Income Locker CEO Csaba Csabai thinks that there might be other hurdles that need to be cleared. “There is still technological development needed to make Bitcoin exchange-tradable because when buying an ETF, someone has to actually purchase bitcoins,” he said in a conversation with Finance Magnates. Nevertheless, Csabai also sees a silver lining, as he went on with “if the rate of adoption continues to grow at the current pace, we will soon see an ETF, because it’s the only way institutions can access this asset class, so solving it as soon as possible is in their best interest.”

In an interview with ETF.com, Spencer Bogart, Needham & Co vice president of equity research said:

spencer bogart bitcoin etf quote“We have pegged the odds at less than 25 percent. That is because the very first thing the SEC lists in its own mission statement is protecting the investing public. When you think about the game theory aspect of this, if I work at the SEC and I approve this ETF. and it goes well, nobody is probably going to come around and pat me on the back and give me a promotion. But if I approve it and a lot of money flows into it, and something goes wrong, I am likely to lose my job.”

 

However, there are also parties that don’t believe in a Bitcoin ETF at all. Nouriel “Dr. Doom” Roubini believes that the crypto space has several issues, like fraud and manipulation, that will make an ETF not feasible in the near future. In a debate at CoinTelegraph’s BlockShow, Nouriel recently stated that “The academic evidence is, that this market is totally manipulated.” He later continued, “How do you expect anybody, who is an institutional investor, who has to be compliant with the rules and regulation, KYC/AML, to enter the space.” 

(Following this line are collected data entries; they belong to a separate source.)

PR #193, opened 2025-04-10
Inline inference refactors

### LINKED ISSUE #182: More efficient Inline Inference
* Record + Wandb logging needs to be done more efficiently since GPU utilization is very low during this stage of training
* Record logging needs to be done in batches rather than single timestep
* Preferably log to wandb once at the end

suryadheeshjith:
Components — target extraction, aggregator recording, wandb logging, and writing — are now handled in batches rather than singular timesteps. This allowed me to remove the record_every parameter as well. Additionally, some other minor optimizations were made.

Could an ETF Influence Bitcoin’s Price?

To answer this question, one clearly needs to distinguish between a futures-backed and a physical-backed ETF. As already elaborated in the beginning, to create a physical-backed ETF the issuing firm needs to buy bitcoin from the market.

Although those deals wouldn’t be made on a regular crypto exchange, it would inevitably have an effect on bitcoin’s price, due to the immense amounts of bitcoin that would be needed for an ETF. 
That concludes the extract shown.